Control is also a major differentiator when it comes to marketing measurement. Perhaps the proudest claim of database marketers is that all their efforts are highly and precisely measurable. Reality is a bit more messy, but it’s true that database marketing does support proper champion/challenger testing for companies willing to make the investment. Digital marketing also supports such testing. But many digital efforts involve display advertising where at least some of the value comes from exposures that do not prompt immediate, measurable activity. This is another area where digital marketing more closely resembles traditional mass media advertising than anything else. In fact, digital marketers increasingly base their measurements on consumer panels and surveys, almost precisely duplicating the conventional mass media approach. Again, the fundamental point is a difference in attitude: database marketers treat precise measurement as their ideal, even though they realize it isn’t fully attainable. Digital marketing doesn’t permit that illusion, so its practitioners can more easily accept less exact approaches.

By now I’ve probably annoyed many of my friends in both the database and digital marketing industries. Let me make clear that I’m not arguing that database marketing is obsolete or somehow inferior to digital marketing.

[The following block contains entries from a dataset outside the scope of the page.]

PR #193, opened 2026-07-31
fix(backend): make command response dedup crash-safe (#188)

### LINKED ISSUE #188: Make backend command response dedup crash-safe
## Context

The locker client may replay the same semantic command response with the same `transaction_id` and a fresh `message_id`. Normal backend deduplication by `(locker_uuid, transaction_id)` handles this case.

## Verified findings

- **High risk:** `CommandResponseHandler` records the inbox row before persisting/dispatching `CommandResponseReceived`. A crash or event-persistence failure between those operations leaves the transaction permanently marked as seen without a corresponding domain event, so every replay is suppressed.
- Conflicting success/error replays are first-writer-wins, without payload/result conflict detection or logging.
- `CommandResponseDedupTest` repeats the same `message_id`, so it only exercises transport deduplication rather than a business replay with a fresh message ID.
- Parallel-insert and conflicting-result tests are missing.
- `command_transactions` has no retention or cleanup policy.

## High-level acceptance criteria

- Define and implement a crash-safe inbox/event boundary consistent with event sourcing.
- Test the same transaction with fresh `message_id` values, concurrent inserts, and conflicting results.
- Add observability for conflicting replays.
- Decide and document retention separately, or mark it as an explicit non-goal for this change.

Related: #171.

The implementation choice may affect API/MQTT reliability architecture and therefore may require a new ADR when that choice is made. This issue intentionally does not prescribe a solution.

Aibolit66:
Closes #188.

## The bug

`CommandResponseHandler` wrote the inbox row, then dispatched the domain event as a
separate step. A failure between the two left the transaction marked as seen with no
event behind it — every later replay was deduped away, and the response was lost
permanently with nothing to recover it from. Both writes now happen inside one
`DB::transaction()`, so the transaction is only marked as seen if the event landed too.

## Conflicting replays

Still first-writer-wins, but no longer in silence. A replay reporting a different
`result` or `error_code` now logs a warning carrying both outcomes — that case means the
device and the backend disagree about how the transaction ended, which is worth an
alert. Replays that differ only in bytes stay on the existing info line, with a
`payload_changed` flag for context.

## Payload hash

The hash now covers the response only. It previously included `message_id`, which is
fresh on every genuine replay, so any real replay looked like a payload that had
changed. The test output is what surfaced this.

## Tests

Three added, covering what the existing suite did not:

- the replay the transport guard cannot catch — same transaction, fresh `message_id`
  (the old test reused one `message_id`, so it only exercised transport dedup)
- a conflicting outcome — asserts the recorded result is untouched and the warning fires
- two callers racing the inbox — exactly one is told it recorded the transaction

Full backend suite: 306 passed.

## Deliberately out of scope

- **Retention for `command_transactions`** — still no cleanup policy. Left open rather
  than decided in passing.
- **Queue dispatch timing.** `after_commit` is `false`, so the queued job reaches Redis
  before the commit. If the commit itself fails, a worker can still process an event
  that rolled back. Closing that means flipping the queue setting globally or
  subclassing spatie's job class — both larger and riskier than this bug. The reactor's
  `derivedEventExists` checks are already idempotent, so the worst case is an orphan
  derived event rather than a lost response.
- **No ADR.** This is a transaction boundary around two operations that already existed.
  No API contract, MQTT topic, payload, or protocol change.


Aibolit66:
## Independent review by AI

**Scope:** delta vs `fix/173-locker-client-error-observability` only — 3 files, +181/−10.

### Acceptance criteria — verified met

This issue had real criteria, and they are covered:

- **Crash-safe boundary** — inbox row and domain event now land in one `DB::transaction`, closing the "row survives a failed event write, every replay deduped away forever" hole.
- **Tests for all three requested cases** — `test_business_replay_with_fresh_message_id_is_deduplicated` (:309), `test_conflicting_replay_is_discarded_and_logged` (:347), `test_only_one_caller_is_told_it_recorded_the_transaction` (:403).
- **Observability for conflicting replays** — `Log::warning` carrying recorded *and* replayed result plus both error codes, so the disagreement is legible without a database dig.
- **Retention** — explicitly left open in the PR description, which is what the issue permitted.

The `payload_hash` change is the subtle one and it is right: excluding `message_id` and `traceparent` matters because a genuine business replay *always* carries a fresh `message_id`, so hashing them would make every legitimate replay look like a changed payload.

### 1. Queued reactors are dispatched inside the new transaction — *still live at tip*

`CommandResponseReactor` is `ShouldQueue` on the `events` queue, and all four connections in `config/queue.php` set `'after_commit' => false`. The event is now recorded *inside* `DB::transaction(...)`, so the reactor's job is enqueued while that transaction is still open.

Two ways that bites:

- A worker picks the job up before `COMMIT` and does not see the `command_transactions` row or the state the projector wrote.
- The transaction rolls back — the exact scenario this PR is about — and the job is already queued, so the reactor acts on a transaction that never happened, publishing MQTT for a response the backend has no record of.

That is the same failure class the PR fixes, relocated one layer out: before, an inbox row could outlive its event; now, a side effect can outlive its transaction. Setting `'after_commit' => true` on the connection, or deferring the dispatch to `DB::afterCommit()`, closes it.

### 2. `payload_changed` will be true for practically every benign replay — *still live at tip*

`Arr::except($payload, ['message_id', 'traceparent'])` deliberately drops the two delivery fields — but `timestamp` stays in the hash, and the adjacent comment says so itself: *"a re-sent response usually carries a fresh timestamp"*.

So the `payload_changed` flag on the info line is true almost every time a replay occurs, which makes it noise rather than signal. If it is meant to mean "the same outcome arrived with genuinely different content", `timestamp` belongs in the exclusion list alongside the other two. If it is meant to be informational only, it is worth saying so, because the name reads like an alarm.

### Verdict

**Approve with follow-ups.** Item 1 is worth resolving before this ships — it is a config-level change, but it reopens the durability gap the PR was written to close. Item 2 is cosmetic by comparison, though it costs one line.

One process note: retention was correctly declared out of scope, but it is declared only in the PR description. Once this merges that decision is not tracked anywhere — an issue would keep it from being silently forgotten.

Aibolit66:
## Independent review by AI

**Scope:** follow-up on the two findings. Static review; test figures are the author's.

**2 — fixed.** `timestamp` joins `message_id` and `traceparent` in the exclusion list, so `payload_changed` now means what its name says. Safe to loosen the hash because nothing load-bearing depends on it: `payload_hash` feeds only the info-line flag, while conflict detection compares `result`/`error_code` directly — a disagreeing replay is still caught and logged. The new test travels 30 seconds so the replay carries a genuinely fresh timestamp, then asserts the flag is `false`.

**1 — correctly deferred to #139.** Still live at tip: all four connections in `config/queue.php` are `'after_commit' => false` and `CommandResponseReactor` is still `ShouldQueue`. #139 item 2 already owns this, and flipping `after_commit` affects every queued job in the app — #139 also holds the `persist()` atomicity and the reactor idempotency race from #185, so fixing a third of the problem inside a dedup PR would be worse than leaving it whole.

Worth adding a line to #139 item 2 naming this PR as a concrete instance, the way item 3 names #185.

Retention remains declared out of scope in the PR description only, and untracked once this merges.

**Approve.**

They do different things and will coexist, just as mass media survived when database marketing appeared. In fact, good marketers will learn to integrate them effectively, letting each do what it does best. Actually, I’d argue that rule- and data-driven Website personalization has more in common with classic database marketing than with most digital marketing methods. In that case, integration between the two types of marketing happens within the Web site itself.

Nor am I arguing that database and digital marketing have nothing in common. Both are, obviously, dependent on technology and both are measurable in their own ways. Both work with customer databases – in fact, as digital marketers get better at capturing and integrating customer data, they will find themselves increasingly reliant on database marketing techniques. And, of course, both ultimately perform the basic marketing tasks of understanding their customers and using that knowledge effectively.

Rather, I’m trying to show that different skills and assumptions are needed for success in the two areas, and to suggest that this makes it difficult for people and organizations to transition from one to the other. This, in my opinion, is why the direct marketing agencies, marketing service providers and marketing software vendors who dominate the database marketing industry have not transferred their leadership to the digital marketing channels. The only new medium they easily adopted was email, but that was essentially database marketing to begin with.

This doesn’t mean that database marketing vendors are inevitably doomed or trapped in a shrinking specialty. But it does mean that those firms must recognize the fundamental differences between their old industry and the new one. They cannot make the easy but false assumption that digital marketing is a natural extension of database marketing techniques. Only the marketers and vendors who aggressively embrace digital marketing in its own terms will be able to lead the new industry.